- Opening Delimiter -
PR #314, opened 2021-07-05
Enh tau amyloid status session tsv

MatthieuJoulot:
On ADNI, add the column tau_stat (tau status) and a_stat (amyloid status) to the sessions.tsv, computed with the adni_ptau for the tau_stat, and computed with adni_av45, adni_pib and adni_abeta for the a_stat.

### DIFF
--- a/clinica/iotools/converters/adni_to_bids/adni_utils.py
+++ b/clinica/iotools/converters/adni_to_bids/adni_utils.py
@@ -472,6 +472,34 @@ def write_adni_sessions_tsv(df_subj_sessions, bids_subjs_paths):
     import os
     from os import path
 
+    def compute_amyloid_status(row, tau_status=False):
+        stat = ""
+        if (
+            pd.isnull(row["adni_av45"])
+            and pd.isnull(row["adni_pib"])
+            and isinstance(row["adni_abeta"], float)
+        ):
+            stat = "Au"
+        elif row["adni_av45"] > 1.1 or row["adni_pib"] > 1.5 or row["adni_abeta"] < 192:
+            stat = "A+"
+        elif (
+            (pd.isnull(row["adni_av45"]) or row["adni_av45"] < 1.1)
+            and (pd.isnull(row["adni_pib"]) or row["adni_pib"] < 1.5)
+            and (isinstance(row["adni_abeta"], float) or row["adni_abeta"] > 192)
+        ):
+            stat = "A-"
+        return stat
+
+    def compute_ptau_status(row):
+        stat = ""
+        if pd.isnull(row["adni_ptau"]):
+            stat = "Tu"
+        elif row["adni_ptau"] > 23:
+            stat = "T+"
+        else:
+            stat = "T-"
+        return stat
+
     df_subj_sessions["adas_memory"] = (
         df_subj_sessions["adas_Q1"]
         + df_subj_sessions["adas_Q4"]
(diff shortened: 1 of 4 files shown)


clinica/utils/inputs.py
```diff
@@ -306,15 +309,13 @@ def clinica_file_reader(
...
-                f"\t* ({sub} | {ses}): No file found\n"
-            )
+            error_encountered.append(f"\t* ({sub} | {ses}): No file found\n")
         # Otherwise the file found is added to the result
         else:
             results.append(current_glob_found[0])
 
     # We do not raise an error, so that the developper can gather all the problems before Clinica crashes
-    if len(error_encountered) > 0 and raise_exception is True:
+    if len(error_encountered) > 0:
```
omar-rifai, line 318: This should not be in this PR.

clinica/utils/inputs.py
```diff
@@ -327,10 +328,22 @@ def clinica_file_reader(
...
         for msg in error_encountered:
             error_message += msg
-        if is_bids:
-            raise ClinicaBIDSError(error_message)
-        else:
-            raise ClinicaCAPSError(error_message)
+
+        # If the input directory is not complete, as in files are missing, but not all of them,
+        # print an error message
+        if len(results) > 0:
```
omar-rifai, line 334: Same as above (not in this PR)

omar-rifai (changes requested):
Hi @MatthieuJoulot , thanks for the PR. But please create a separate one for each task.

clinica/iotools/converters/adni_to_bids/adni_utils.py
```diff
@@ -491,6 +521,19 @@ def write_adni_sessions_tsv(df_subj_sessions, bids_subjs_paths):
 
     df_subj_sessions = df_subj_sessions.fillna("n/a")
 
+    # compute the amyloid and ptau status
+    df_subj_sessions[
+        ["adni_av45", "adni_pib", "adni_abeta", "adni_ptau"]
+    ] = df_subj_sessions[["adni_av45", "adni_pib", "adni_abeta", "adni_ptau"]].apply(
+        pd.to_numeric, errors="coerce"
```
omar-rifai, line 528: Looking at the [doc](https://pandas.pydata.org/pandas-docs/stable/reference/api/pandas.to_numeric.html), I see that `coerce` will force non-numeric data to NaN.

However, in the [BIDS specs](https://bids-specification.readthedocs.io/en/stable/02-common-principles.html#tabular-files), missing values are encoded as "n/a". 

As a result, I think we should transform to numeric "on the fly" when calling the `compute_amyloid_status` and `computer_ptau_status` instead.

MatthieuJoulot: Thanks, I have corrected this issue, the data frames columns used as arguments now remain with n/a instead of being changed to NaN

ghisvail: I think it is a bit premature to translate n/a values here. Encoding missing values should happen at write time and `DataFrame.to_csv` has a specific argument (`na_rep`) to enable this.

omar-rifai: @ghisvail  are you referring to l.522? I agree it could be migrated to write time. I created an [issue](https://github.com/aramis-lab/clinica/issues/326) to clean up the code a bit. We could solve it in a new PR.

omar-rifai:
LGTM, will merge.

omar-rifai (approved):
- Closing Delimiter -
- Opening Delimiter -
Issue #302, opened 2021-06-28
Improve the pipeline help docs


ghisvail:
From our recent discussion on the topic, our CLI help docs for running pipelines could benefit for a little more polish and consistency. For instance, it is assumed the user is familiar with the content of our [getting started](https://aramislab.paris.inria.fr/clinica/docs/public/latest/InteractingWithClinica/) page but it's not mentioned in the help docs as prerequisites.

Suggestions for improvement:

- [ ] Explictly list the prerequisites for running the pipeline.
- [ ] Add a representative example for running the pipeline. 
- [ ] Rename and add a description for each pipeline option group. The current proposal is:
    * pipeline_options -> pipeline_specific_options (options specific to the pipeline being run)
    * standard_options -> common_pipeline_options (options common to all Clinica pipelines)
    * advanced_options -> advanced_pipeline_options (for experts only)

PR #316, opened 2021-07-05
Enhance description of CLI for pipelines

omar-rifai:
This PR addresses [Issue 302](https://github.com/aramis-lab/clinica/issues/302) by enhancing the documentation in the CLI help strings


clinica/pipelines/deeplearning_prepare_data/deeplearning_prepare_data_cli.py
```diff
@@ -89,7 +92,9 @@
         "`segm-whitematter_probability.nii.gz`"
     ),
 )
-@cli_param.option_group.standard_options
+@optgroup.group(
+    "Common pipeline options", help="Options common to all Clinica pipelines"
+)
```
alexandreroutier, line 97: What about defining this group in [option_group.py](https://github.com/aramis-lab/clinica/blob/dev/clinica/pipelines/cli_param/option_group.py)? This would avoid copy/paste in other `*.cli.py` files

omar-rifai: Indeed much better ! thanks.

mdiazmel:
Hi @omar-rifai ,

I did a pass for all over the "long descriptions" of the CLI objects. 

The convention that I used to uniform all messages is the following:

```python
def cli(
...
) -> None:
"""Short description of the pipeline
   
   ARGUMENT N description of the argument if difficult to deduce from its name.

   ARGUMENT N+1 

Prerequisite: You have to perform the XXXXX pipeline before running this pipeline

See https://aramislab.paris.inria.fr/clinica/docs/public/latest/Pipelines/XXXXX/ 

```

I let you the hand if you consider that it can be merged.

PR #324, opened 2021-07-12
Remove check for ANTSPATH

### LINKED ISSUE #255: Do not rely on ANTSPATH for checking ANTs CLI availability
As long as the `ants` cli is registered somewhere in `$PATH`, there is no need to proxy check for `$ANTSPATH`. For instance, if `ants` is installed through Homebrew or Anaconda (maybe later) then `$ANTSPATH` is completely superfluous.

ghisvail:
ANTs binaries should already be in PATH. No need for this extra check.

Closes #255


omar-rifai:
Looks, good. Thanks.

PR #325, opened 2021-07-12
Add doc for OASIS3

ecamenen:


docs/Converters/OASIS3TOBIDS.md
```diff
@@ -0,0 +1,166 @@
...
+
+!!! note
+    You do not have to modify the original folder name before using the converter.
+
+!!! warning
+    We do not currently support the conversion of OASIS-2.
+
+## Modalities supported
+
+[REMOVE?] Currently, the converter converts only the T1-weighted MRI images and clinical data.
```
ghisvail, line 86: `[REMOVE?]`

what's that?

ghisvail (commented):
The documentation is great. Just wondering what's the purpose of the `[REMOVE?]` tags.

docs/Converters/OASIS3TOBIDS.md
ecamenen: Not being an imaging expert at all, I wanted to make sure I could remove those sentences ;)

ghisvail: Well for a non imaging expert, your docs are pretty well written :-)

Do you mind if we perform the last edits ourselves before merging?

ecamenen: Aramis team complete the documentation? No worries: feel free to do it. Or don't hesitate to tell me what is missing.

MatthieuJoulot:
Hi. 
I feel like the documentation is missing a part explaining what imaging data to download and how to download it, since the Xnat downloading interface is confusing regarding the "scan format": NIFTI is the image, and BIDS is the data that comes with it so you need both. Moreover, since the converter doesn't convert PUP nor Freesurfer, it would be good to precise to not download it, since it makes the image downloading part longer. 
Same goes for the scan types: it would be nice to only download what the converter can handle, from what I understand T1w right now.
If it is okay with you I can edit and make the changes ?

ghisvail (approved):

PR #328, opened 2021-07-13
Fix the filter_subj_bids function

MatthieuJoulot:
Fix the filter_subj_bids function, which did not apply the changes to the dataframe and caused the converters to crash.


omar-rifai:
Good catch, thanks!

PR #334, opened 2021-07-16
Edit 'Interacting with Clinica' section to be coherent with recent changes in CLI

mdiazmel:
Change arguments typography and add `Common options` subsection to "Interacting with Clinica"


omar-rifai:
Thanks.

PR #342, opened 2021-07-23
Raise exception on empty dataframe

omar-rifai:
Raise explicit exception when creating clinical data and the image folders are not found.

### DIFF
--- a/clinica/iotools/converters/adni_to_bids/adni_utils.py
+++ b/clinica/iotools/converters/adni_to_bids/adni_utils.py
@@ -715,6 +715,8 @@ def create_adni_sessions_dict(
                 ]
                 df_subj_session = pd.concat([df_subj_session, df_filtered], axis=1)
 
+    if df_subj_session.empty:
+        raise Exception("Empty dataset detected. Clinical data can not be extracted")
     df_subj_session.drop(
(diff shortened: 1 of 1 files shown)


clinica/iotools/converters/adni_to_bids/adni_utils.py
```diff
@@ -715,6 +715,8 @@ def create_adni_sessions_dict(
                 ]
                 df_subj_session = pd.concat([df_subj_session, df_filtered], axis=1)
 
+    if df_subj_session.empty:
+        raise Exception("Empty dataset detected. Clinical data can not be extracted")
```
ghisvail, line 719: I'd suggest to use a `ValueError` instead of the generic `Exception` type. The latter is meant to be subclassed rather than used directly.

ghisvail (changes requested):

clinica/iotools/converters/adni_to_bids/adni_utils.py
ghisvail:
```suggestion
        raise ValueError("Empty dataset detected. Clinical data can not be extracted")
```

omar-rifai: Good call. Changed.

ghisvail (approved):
- Closing Delimiter -
▶ [About this exercise]
Show every line above in which the word "think" occurs.

▶ [Expected answer]
As a result, I think we should transform to numeric "on the fly" when calling the `compute_amyloid_status` and `computer_ptau_status` instead.
ghisvail: I think it is a bit premature to translate n/a values here. Encoding missing values should happen at write time and `DataFrame.to_csv` has a specific argument (`na_rep`) to enable this.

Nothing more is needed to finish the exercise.